Lecture 4: \(k\)-nearest neighbours and SVM RBFs
Firas Moosvi (Slides adapted from Varada Kolhatkar)
Pod Work: Discuss these questions
- Why do we split data?
- What are train/valid/test splits?
- What are the benefits of cross-validation?
- What’s the fundamental trade-off in supervised machine learning?
- What is the golden rule of machine learning?
Recap: The fundamental tradeoff
As you increase the model complexity, training score tends to go up and the gap between train and validation scores tends to go up.
Pod Work: Discuss this question
Which of the following statements about overfitting is true?
- Overfitting is always beneficial for model performance on unseen data.
- Some degree of overfitting is common in most real-world problems.
- Overfitting ensures the model will perform well in real-world scenarios.

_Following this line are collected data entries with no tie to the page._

PR #5009, opened 2026-06-18
Fix dropped samples in SingletaskStratifiedSplitter

### LINKED ISSUE #5008: Bug: Remaining samples are silently discarded in `SingletaskStratifiedSplitter.split()
### Description

The implementation of `SingletaskStratifiedSplitter.split()` appears to silently discard the remaining samples that do not fit into a complete block during stratified splitting.

In `splitters.py` (around line 778), the code handles the remaining indices as follows:

```python
# Append remaining examples to train
if sortidx.shape[0] > 0:
    np.hstack([train_idx, sortidx])
```

However, the result of `np.hstack()` is not assigned back to `train_idx`.

As a consequence, the remaining indices are never included in any of the returned train, validation, or test splits.

### Expected Behavior

All samples from the original dataset should be assigned to exactly one split.

The following invariant should always hold:

```python
len(train) + len(valid) + len(test) == len(dataset)
```

### Actual Behavior

Up to 9 remaining samples can be silently omitted from all splits.

### Impact

This causes data loss during dataset splitting and can lead to:

* Reduced training data size
* Inconsistent experiment results
* Violations of user expectations regarding dataset integrity
* Downstream pipeline inconsistencies when split sizes do not sum to the original dataset size

### Steps to Reproduce

```python
import numpy as np
import deepchem as dc

X = np.random.rand(95, 10)
y = np.random.rand(95, 1)

splitter = dc.splits.SingletaskStratifiedSplitter()

train, valid, test = splitter.split(
    dataset,
    frac_train=0.8,
    frac_valid=0.1,
    frac_test=0.1
)

print("Original dataset size:", len(dataset))
print(
    "Split sizes - Train:",
    len(train),
    "Valid:",
    len(valid),
    "Test:",
    len(test)
)

print(
    "Lost samples:",
    len(dataset) - (len(train) + len(valid) + len(test))
)
```

Example output:

```text
Original dataset size: 95
Split sizes - Train: 72 Valid: 9 Test: 9
Lost samples: 5
```

## Root Cause

The remaining indices are passed to `np.hstack()`, but the returned array is discarded:

```python
np.hstack([train_idx, sortidx])
```

Since NumPy operations do not modify arrays in place, the remaining indices are never added to `train_idx` and are omitted from all returned splits.

## Suggested Fix

Assign the result of `np.hstack()` back to `train_idx`:

```python
train_idx = np.hstack([train_idx, sortidx])
```

This ensures that all remaining samples are included in the training split and that every sample in the original dataset is assigned to exactly one output split.

Debajeet-1411:
Fixes #5008
## Descripion

This PR fixes a bug in `SingletaskStratifiedSplitter.split()` where the remaining samples that do not fit into a complete block are silently discarded.

The issue occurs because the result of `np.hstack([train_idx, sortidx])` is computed but never assigned back to `train_idx`. As a result, the remaining indices are omitted from all returned splits.

## Changes Made

In `splitters.py`, the following code:

```python
if sortidx.shape[0] > 0:
    np.hstack([train_idx, sortidx])
```

was changed to:

```python
if sortidx.shape[0] > 0:
    train_idx = np.hstack([train_idx, sortidx])
```

## Why This Change Is Needed

The original implementation computed the concatenation of the remaining samples with the training indices but discarded the returned array because it was not assigned back to any variable.

Since NumPy array operations are not performed in place, the remaining samples were never included in any split.

## Impact

This fix ensures that:

* No samples are silently dropped during splitting.
* Every sample from the original dataset is assigned to exactly one output split.
* The total number of samples across train, validation, and test splits matches the original dataset size.

## Verification

Using a dataset whose size is not divisible by 10:

```python
X = np.random.rand(95, 10)
y = np.random.rand(95, 1)

splitter = dc.splits.SingletaskStratifiedSplitter()
```

Before this fix:

```text
Original dataset size: 95
Split sizes - Train: 72 Valid: 9 Test: 9
Lost samples: 5
```

After this fix:

```text
Original dataset size: 95
Split sizes - Train: 77 Valid: 9 Test: 9
Lost samples: 0
```
### Verification Video

https://github.com/user-attachments/assets/a2c5a7fb-79bd-4b42-9dd9-7eb168a75f99

### DIFF
--- a/deepchem/splits/splitters.py
+++ b/deepchem/splits/splitters.py
@@ -775,7 +775,7 @@ class SingletaskStratifiedSplitter(Splitter):
 
         # Append remaining examples to train
         if sortidx.shape[0] > 0:
-            np.hstack([train_idx, sortidx])
+            train_idx = np.hstack([train_idx, sortidx])
 
         return (train_idx, valid_idx, test_idx)
 


siddhant-shahhh (commented):
Nice catch. The diagnosis is right, `np.hstack` isn't in place, so the remainder was computed and thrown away.

Ran your fix across a few dataset sizes, coverage problem is gone:

    n=9     returned=9     lost=0
    n=15    returned=15    lost=0
    n=19    returned=19    lost=0
    n=37    returned=37    lost=0
    n=101   returned=101   lost=0
    n=137   returned=137   lost=0

Two things I hit while checking, in case you want to fold them in.

**1. The index arrays are float64, so they still can't be used on a NumpyDataset.**

Your repro calls `split()` and stops there, which works. One step further, passing the indices to `select()`, which is what `train_valid_test_split` and `train_test_split` do internally still fails with your fix applied:

    tr, va, te = splitter.split(dataset, 0.8, 0.1, 0.1, seed=0)
    tr.dtype                 # float64
    dataset.select(tr)       # IndexError: arrays used as indices must be of
                             # integer (or boolean) type

`train_idx`, `valid_idx` and `test_idx` start as `np.array([])`, which is float64, and hstacking integer indices onto it keeps it float64. `NumpyDataset.select` indexes `self.X[indices]` directly so it rejects them; `DiskDataset.select` is a separate shard-based path and tolerates them, which is probably why this hasn't come up.

`dtype=int` fixes it in the same block you're already touching:

    train_idx: np.ndarray = np.array([], dtype=int)
    valid_idx: np.ndarray = np.array([], dtype=int)
    test_idx: np.ndarray = np.array([], dtype=int)

**2. Worth adding a test and there's a reason this went unnoticed.**

`grep -rn "SingletaskStratified" --include="*.py" .` turns up no test that exercises this class. `test_singletask_stratified_split` in `deepchem/splits/tests/test_splitter.py` is named for it but instantiates `dc.splits.ScaffoldSplitter()`. Its final assertion is

    assert sorted(merged_dataset.ids) == sorted(solubility_dataset.ids)

which is exactly the invariant that would have caught this, just pointed at the wrong class. Point it at `SingletaskStratifiedSplitter` with a dataset size that isn't a multiple of 10 and your fix is locked in. n=10 and n=100 pass either way, which is also why the docstring example never showed it.

Tested on deepchem 2.8.1.dev, master @455d07f3e, Python 3.12.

- Overfitting occurs when the model learns the training data too closely, including its noise and outliers.
Pod Work: Discuss this question
Which of the following scenarios do NOT necessarily imply overfitting?
- Training accuracy is 0.98 while validation accuracy is 0.60.

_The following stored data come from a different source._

PR #5044, opened 2026-07-06
Fix seed parameter in ScaffoldSplitter and resolve type issues

### LINKED ISSUE #5043: Bug: `seed` Parameter Ignored in `ScaffoldSplitter.split()`
## Description

The `seed` parameter passed to the `split()` method of `ScaffoldSplitter` is completely ignored. As a result, when splitting datasets where multiple scaffold groups have the same number of molecules (which is very common), ties are always resolved in the same order.

This prevents users from obtaining different deterministic randomized splits when changing the seed.

---

### Steps

1. Create a `ScaffoldSplitter` instance.
2. Call `.split()` or `.train_test_split()` on a dataset using different random seeds (for example, `seed=42` and `seed=100`).
3. Observe that the resulting train, validation, and test indices are identical regardless of the seed.

### Minimal Reproducible Example

```python
import deepchem as dc
import numpy as np

# Create a dummy dataset with duplicate/same-size scaffold groups
smiles = [
    "CC(C)Cl",
    "CCC(C)CO",
    "CCCCCCCO",
    "CCCCCCCC(=O)OC"
]

dataset = dc.data.DiskDataset.from_numpy(
    X=np.zeros(len(smiles)),
    y=np.ones(len(smiles)),
    w=np.zeros(len(smiles)),
    ids=smiles
)

splitter = dc.splits.ScaffoldSplitter()

# Split using different seeds
train_1, valid_1, test_1 = splitter.split(dataset, seed=42)
train_2, valid_2, test_2 = splitter.split(dataset, seed=100)

# The splits are identical despite different seeds
assert train_1 == train_2
assert valid_1 == valid_2
assert test_1 == test_2
```

---

## Expected Behavior

The splitter should use the provided `seed` to deterministically randomize scaffold groups that have the same size.

Specifically:

- The same seed should always produce the same split.
- Different seeds should produce different split assignments whenever there are scaffold groups with identical sizes.
- Overall scaffold-based splitting behavior should remain deterministic and reproducible.

---

## Actual Behavior

The output is identical for every seed value because the `seed` argument is never used during the splitting process.

---

## Root Cause

Inside `deepchem/splits/splitters.py`, the `ScaffoldSplitter.split()` method accepts a `seed` argument:

```python
def split(
    self,
    dataset: Dataset,
    frac_train: float = 0.8,
    frac_valid: float = 0.1,
    frac_test: float = 0.1,
    seed: Optional[int] = None,
    log_every_n: Optional[int] = 1000
) -> Tuple[List[int], List[int], List[int]]:
```

However, the `seed` parameter is never passed to any random number generator or used to shuffle scaffold groups before assigning them to the train, validation, and test sets.

Instead, scaffold groups are sorted only by size (and existing ordering), causing ties to always be resolved identically.

---

## Suggested Fix

Before assigning scaffold groups to dataset splits:

1. Group scaffold sets by their size.
2. Initialize a deterministic random number generator using the provided `seed`.
3. Shuffle scaffold groups within each equal-sized bucket.
4. Continue the existing greedy assignment algorithm.

Example:

```python
rng = np.random.default_rng(seed)

# Group scaffold sets by length
groups = defaultdict(list)
for scaffold_set in scaffold_sets:
    groups[len(scaffold_set)].append(scaffold_set)

# Shuffle only equal-sized scaffold groups
ordered_sets = []
for size in sorted(groups.keys(), reverse=True):
    rng.shuffle(groups[size])
    ordered_sets.extend(groups[size])
```

This preserves the current scaffold splitting strategy while making tie-breaking deterministic and dependent on the provided seed.

---

## Environment

- **Operating System:** Windows 10
- **Python:** 3.11.7
- **DeepChem:** 2.8.1.dev
- **RDKit:** 2026.03.3

---

## Impact

- The documented `seed` argument has no effect.
- Users cannot generate alternative reproducible scaffold splits by changing the seed.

- The model is too specific to the training data.
- The decision boundary of a classifier is wiggly and highly irregular.

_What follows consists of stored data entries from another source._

PR #5068, opened 2026-07-23
Warn when create_dataset is called on a non-empty directory

### LINKED ISSUE #3402: Warning or error before saving a dataset to a directory with pre-existing files

ArneshBanerjee:
Fixes #3402

`DiskDataset.create_dataset` now logs a warning when the target `data_dir`
already exists and has files in it. Before this, saving to a non-empty
directory would silently overwrite everything there.

The overwrite still proceeds so existing behaviour is unchanged. Added
`test_create_dataset_warns_on_existing_files` in `test_datasets.py` to
verify the warning is logged.

### DIFF
--- a/deepchem/data/datasets.py
+++ b/deepchem/data/datasets.py
@@ -1266,6 +1266,13 @@ class DiskDataset(Dataset):
             data_dir = tempfile.mkdtemp()
         elif not os.path.exists(data_dir):
             os.makedirs(data_dir)
+        else:
+            existing_files = os.listdir(data_dir)
+            if existing_files:
+                logger.warning(
+                    "The directory %s already contains %d file(s): %s. "
+                    "Saving to this directory will overwrite existing data.",
+                    data_dir, len(existing_files), existing_files)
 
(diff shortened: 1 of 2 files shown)


ArneshBanerjee:
Rebased on master.

Small usability fix: `DiskDataset.create_dataset` silently overwrites whatever is already in `data_dir`, so pointing it at a populated directory loses data with no indication. This logs a warning in that case and leaves behaviour otherwise unchanged.

CI doesn't appear to have run on this yet. Could a maintainer trigger it and take a look?

PR #5073, opened 2026-07-25
Add RFDiffusion SO(3) rotation diffusion utilities

chidwipak:
This adds the rotational part of the RFDiffusion noise process as a new
self-contained module, `rfdiffusion_so3.py`. It only depends on torch.

What it adds:

- `so3_exp_map` / `so3_log_map` - Rodrigues exponential and a
  quaternion-based logarithm. Routing the log map through a quaternion keeps
  it stable for rotations near `pi`, where reading the angle straight from
  the trace loses precision.
- `log_beta_schedule` - the log-linear sigma schedule used for rotational
  diffusion.
- `IGSO3` - the isotropic Gaussian on SO(3). It caches the PDF, CDF, and
  score over an omega grid and samples rotations by inverse CDF. The
  truncated heat-kernel series (2000 terms), the omega grid
  (`linspace(0, pi, N+1)[1:]`), and the autograd score all match upstream
  RFdiffusion's defaults.
- `so3_reverse_step` - one reverse-time Euler-Maruyama step on SO(3).

Testing:

- Exp/log roundtrip across angles, including close to `pi`.
- Schedule shape, endpoints, and monotonicity.
- IGSO(3) normalisation, CDF monotonicity, and the score checked against a
  finite difference of `log f(omega)`.
- Sampling shapes, valid rotation outputs, and angle statistics.
- Reverse-step shape, determinism, and input validation.

Doctests and the test module both pass locally, and the module is
flake8/yapf clean.

Part of the RFDiffusion series. The module is standalone, so it can be
reviewed on its own.

### DIFF
--- a/deepchem/models/torch_models/rfdiffusion_so3.py
+++ b/deepchem/models/torch_models/rfdiffusion_so3.py
@@ -1,0 +1,610 @@
+"""SO(3) diffusion utilities for RFDiffusion.
+
+This module implements the rotational component of the RFDiffusion noise
+process [Watson2023]_: an IGSO(3) (Isotropic Gaussian on SO(3)) diffusion
+with a logarithmic variance schedule and a reverse-time Euler-Maruyama
+integrator on the so(3) tangent space [Leach2022]_, [Yim2023]_.
+
+Conventions
+-----------
+* Rotations are represented as ``(..., 3, 3)`` proper rotation matrices
+  R in SO(3) with det(R) = +1.
+* A rotation is parameterised on the tangent space so(3) =~ R^3 by a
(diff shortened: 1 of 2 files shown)


Shriprasad-P (commented):
## Review

**PR:** Add RFDiffusion SO(3) rotation diffusion utilities

**Touched:** `deepchem/models/torch_models/rfdiffusion_so3.py`, `deepchem/models/torch_models/tests/test_rfdiffusion_so3.py`

- Scoped to the stated goal; please confirm CI is green.
- Size: +971/-0.

Drive-by review after reading the diff.

PR #206, opened 2026-07-18
Scope import stale handling by delivery type

aaronwxng:
## Summary
- Adds delivery type to the location import review request so stale/changed matching is scoped to the selected type.
- Adds the delivery type selector to the Import step and only shows file upload after a type is selected.
- Sends the selected delivery type through review and ingest, and uses the real review results when applying import changes.

## Tests
- docker exec f4k_backend ruff check .
- docker exec -e PYTHONPATH=/app f4k_backend mypy .
- docker exec -e PYTHONPATH=/app f4k_backend pytest tests/test_routes.py::TestLocationImportRoutes -q
- docker exec -e PYTHONPATH=/app f4k_backend pytest tests/test_routes.py -q
- eslint . --max-warnings=0
- tsc -b
- vite build

PR #209, opened 2026-07-21
Build data import changes review page

aaronwxng:
## Summary
- Shows the real net-new, removed, and changed rows from the import review response.
- Lets admins choose what to do with each row before committing the import.
- Applies changes through the existing ingest endpoint and sends changed rows marked as separate as old stale + new net-new rows.
- Allows CSV uploads in the Import step to match the PRD.

## Tests
- eslint . --max-warnings=0
- tsc -b
- vite build
- git diff --check

Note: this PR is stacked on #206 and targets its branch so the diff only shows this frontend ticket.


ColinToft:
@claude review

PR #210, opened 2026-07-21
[DO NOT MERGE] Changes for Backend & Frontend Deployment

ludavidca:
## JIRA Ticket

## Implementation Description

*

## Steps to Test

1.

## Screenshots *(frontend only — delete if not applicable)*

| Implemented | Zeplin Design |
|-------------|---------------|
|             |               |

*

## Checklist


ludavidca:
@claude review

ColinToft:
@claude review

ColinToft:
Claude comment haha but keeping it here cause it has some useful things.

Went through this properly — thanks for pushing the deployment story forward, this is the part of the project nobody else has touched and a lot of it is right.

Some context that should make it easier rather than harder: I'm putting up a PR that unifies the environment config, which removes most of what you're building on top of here.

**Why that matters for this PR.** `ENVIRONMENT` is never actually set anywhere in the repo — only `APP_ENV` is. So `settings.environment` always falls back to `"development"`, which means `settings.is_production` is *always* False and `settings.is_development` is *always* True, in every environment. On a real deploy that means the refresh cookie ships without `Secure` and `/docs` + `/redoc` are publicly reachable. Not something you introduced — it's been latent since the starter code, and this PR is just the first thing that would expose it.

The fix collapses `Settings` down to one class with an `Environment` enum keyed off `APP_ENV`, and deletes `DevelopmentSettings` / `ProductionSettings` / `TestingSettings` (they only existed to set `debug` and `testing`, which nothing in the backend reads). That should simplify the secret-mount code here a lot — no `target_class`, no `__fields__` filtering, just load the JSON into the one `Settings`. It also fixes this, which I think is a real bug as written:

```python
target_class = DevelopmentSettings
if environment == "production":
    target_class = ProductionSettings
...
allowed_fields = target_class.__fields__.keys()
...
return Settings(**cloud_secrets)   # target_class computed, then discarded
```

Happy to do that rebase for you once mine lands if it's easier — just say the word.

---

Separately, a few things in here would land on everyone's local setup, and I think they're worth pulling out before this merges:

**1. `pull-env.sh` stops working.** The new comment sits inside a `\` line continuation:

```bash
if gcloud secrets versions access latest \
# replace with food4kids-config-dev if pulling dev deployment secrets
  --secret="f4k-development-backend-env" \
```

Bash splices continuations *before* stripping comments, so this runs `gcloud secrets versions access latest` with no `--secret`, and then tries to execute `--secret=... --project=... > .env.tmp` as its own command. I reproduced it — exit 127 and an empty `.env.tmp`. Moving the comment above the `if` fixes it.

**2. `?sslmode=require` on the local dev path** (`app/models/__init__.py`). The comment above it says "safe for localhost, no forced SSL" and then the `else` branch appends it unconditionally. Local Postgres containers don't have SSL configured, so this breaks `asyncpg` for anyone running the normal docker setup. I think the `is_testing` / `else` branches may have got swapped — and note `is_testing` is always False today for the reason above, so the test DB path currently can't be reached at all.

**3. `server.py` `reload=True` → `reload=False`** turns off hot reload for local development. If Cloud Run needed this, could it go in the `else` (production) branch instead?

**4. `frontend/package-lock.json`** (17k lines) — the repo is on pnpm, and #253's workflow does `npm ci` against this. Two lockfiles will drift silently. Could the deploy workflow use pnpm instead?

**Also worth stripping before this goes out:**

- `print(f"--- DIAGNOSTIC PWD_LEN: {len(pwd)} | PWD_START: '{pwd[:3]}' ---")` in `config.py`, plus the `--- DEBUG:` prints of host/db/user in `migrations/env.py` — Cloud Logging keeps those and they're fairly broadly readable.
- The `except Exception` around the secret parse warns and then falls through to `return Settings(**cloud_secrets)` with `cloud_secrets == {}`, so a malformed secrets file boots the app with empty DB credentials. I'd rather it crash on startup — a container that won't start is much easier to diagnose than one that's up and silently misconfigured.
- `migrations/env.py` now reimplements the secrets-file read a second time, and the two copies already disagree (it reads `DATABASE_URL` off the raw uppercase dict, `config.py` lowercases first). One shared helper would keep them from drifting.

- Training and validation accuracies are both approximately 0.88.
Pod Work: Discuss this question
How might one address the issue of underfitting in a machine learning model.
- Introduce more noise to the training data.
- Remove features that might be relevant to the prediction.
- Increase the model’s complexity, possibly by adding more parameter or features
- Use a smaller dataset for training.
- Use a larger dataset for training.
Overfitting and underfitting
- An overfit model matches the training set so closely that it fails to make correct predictions on new unseen data.
- An underfit model is too simple and does not even make good predictions on the training data
Overfitting and underfitting
![]()
Source
iClicker 4.1
iClicker cloud join link: https://join.iclicker.com/YJHS
Select all of the following statements which are TRUE.
- Analogy-based models find examples from the test set that are most similar to the query example we are predicting.
- Euclidean distance will always have a non-negative value.
- With \(k\)-NN, setting the hyperparameter \(k\) to larger values typically reduces training error.
- Similar to decision trees, \(k\)-NNs finds a small set of good features.
- In \(k\)-NN, with \(k > 1\), the classification of the closest neighbour to the test example always contributes the most to the prediction.
iClicker 4.2
iClicker cloud join link: https://join.iclicker.com/YJHS
Select all of the following statements which are TRUE.
- \(k\)-NN may perform poorly in high-dimensional space (say, d > 1000).
- In sklearn’s SVC classifier, large values of
gamma
tend to result in higher training score but probably lower validation score.
- If we increase both
gamma
and C
, we can’t be certain if the model becomes more complex or less complex.
Break
Let’s take a break!
Similarity-based algorithms
- Use similarity or distance metrics to predict targets.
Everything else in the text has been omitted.